A decisão foi acompanhada pelos ministros Alexandre de Moraes, relator do caso, Cristiano Zanin, Cármen Lúcia e Flávio Dino. O colegiado entendeu que Eduardo Bolsonaro atuou junto a autoridades dos Estados Unidos com o objetivo de pressionar integrantes do STF e interferir em processos relacionados à suposta tentativa de golpe de Estado após as eleições de 2022.
Segundo o entendimento da Corte, as ações tinham como finalidade favorecer o ex-presidente Jair Bolsonaro (PL), pai do ex-parlamentar, e influenciar o andamento das investigações e ações judiciais em curso.
Em seu voto, Alexandre de Moraes afirmou que as articulações de Eduardo Bolsonaro com autoridades norte-americanas, incluindo o presidente Donald Trump, e a defesa de sanções contra ministros do Supremo e contra o Brasil extrapolaram os limites da atividade política legítima.
O ministro sustentou que as informações levadas pelo ex-deputado às autoridades estrangeiras tiveram consequências concretas para o país, citando medidas como sobretaxas sobre produtos brasileiros, restrições diplomáticas e sanções direcionadas a integrantes da Corte.
“Não é função de deputado federal brasileiro fazer lobby no exterior contra o próprio país. Isso não consta, desde a Constituição do Império até a atual, como função de deputado federal”, afirmou Moraes durante o julgamento.
O crime de coação no curso do processo é caracterizado pelo uso de violência ou grave ameaça para favorecer interesse próprio ou de terceiros contra autoridades, partes ou pessoas envolvidas em processos judiciais, policiais ou administrativos.
Durante a sessão, o Ministério Público Federal defendeu a condenação e argumentou que as ameaças atribuídas a Eduardo Bolsonaro se materializaram em medidas efetivamente adotadas pelos Estados Unidos. O subprocurador-geral da República, Antônio Edílio, mencionou a suspensão de vistos de ministros do STF, sobretaxas comerciais e sanções financeiras impostas ao ministro Alexandre de Moraes.
Segundo o MPF, o próprio Eduardo reivindicou publicamente a articulação política que teria contribuído para essas medidas.
A defesa do ex-deputado foi realizada pela Defensoria Pública da União (DPU), já que Eduardo Bolsonaro não constituiu advogado nos autos. O defensor público Esdras dos Santos Carvalho sustentou que Alexandre de Moraes deveria ser considerado impedido de atuar no caso, por ser uma das autoridades atingidas pelas sanções mencionadas.

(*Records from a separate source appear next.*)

PR #307, opened 2018-10-24
Add gitlab-event function

martindekov:
## Description

This function is the front-facing function which get events from GitLab

Conceptual:

asdzxc

## How Has This Been Tested?

Have `gitlab.yml` file looking like 
```
provider:
  name: faas
  gateway: http://127.0.0.1:8080

functions:
  system-gitlab-event:
    lang: go
    handler: ./gitlab-event
    image: martindekov/gitlab-event:0.0.1
    labels:
      openfaas-cloud: "1"
      role: openfaas-system
    environment:
      content_type: text/plain
      validate_customers: true
      validate_token: true
      write_debug: true
      read_debug: true
      gitlab_instance: "https://gitlab.dedal.io/"
    environment_file:
      - gateway_config.yml
    secrets:
      - gitlab-webhook-secret
      - payload-secret
      - gitlab-api-token
```

Where secrets are:
 
* `gitlab-webhook-secret` is the secret provided when creating `System Hook`

* `payload-secret` is the internal trust secret

* `gitlab-api-token` is the api Access token to check if `openfaas-cloud` tag is present which means the project is part of the openfaas-cloud "installation"

And env vars are:

* `validate_customers: true` for customer of the instance validation

*  `validate_token: true` to match `gitlab-webhook-secret` with the secret sent with the `System Hook`

* `gitlab_instance: "https://gitlab.dedal.io/"` the base URL of your GitLab instance since the delete/update events don't send the URL

## How are existing users impacted? What migration steps/scripts do we need?

They will have GitLab front-facing function which triggers events

## Checklist:

I have:

- [x] updated the documentation and/or roadmap (if required)
- [x] read the [CONTRIBUTION](https://github.com/openfaas/faas/blob/master/CONTRIBUTING.md) guide
- [x] signed-off my commits with `git commit -s`
- [x] added unit tests

PR #327, opened 2018-11-02
Add full GitLab Integration

### LINKED ISSUE #225: Feature: GitLab CI/CD support
Part 1 - After a planning meeting with the FaaS team, we want to restrict gitlab-push to only work for repos that are tagged as "openfaas-cloud". Builds upon #109 which is working 👍 

Part 2 - We need to garbage collect repos / functions when the tag is removed.
Tag events are sent via System Hooks.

A DPU também argumentou que a citação do ex-parlamentar deveria ter ocorrido por carta rogatória, e não por edital, uma vez que seu paradeiro nos Estados Unidos seria conhecido pelas autoridades brasileiras.

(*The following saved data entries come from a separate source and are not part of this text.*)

PR #329, opened 2018-11-05
Add redirect URL to the commit status (GitLab)

### LINKED ISSUE #323: GitLab commit status - add hyperlinks
## Expected Behaviour

The GitLab commit status can support a `target_url`, so we could link to the function endpoint in a successful status, or the dashboard / pipeline-logs in a failed status.

https://docs.gitlab.com/ee/api/commits.html#post-the-build-status-to-a-commit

No mérito, a defesa afirmou que Eduardo Bolsonaro não possuía poder para impor sanções ao Brasil ou a ministros do STF e que suas manifestações se limitaram ao exercício da atividade política e da liberdade de expressão.
Com a condenação, o caso passa a integrar os desdobramentos judiciais relacionados aos acontecimentos posteriores às eleições presidenciais de 2022. Ainda cabem recursos dentro do próprio Supremo Tribunal Federal.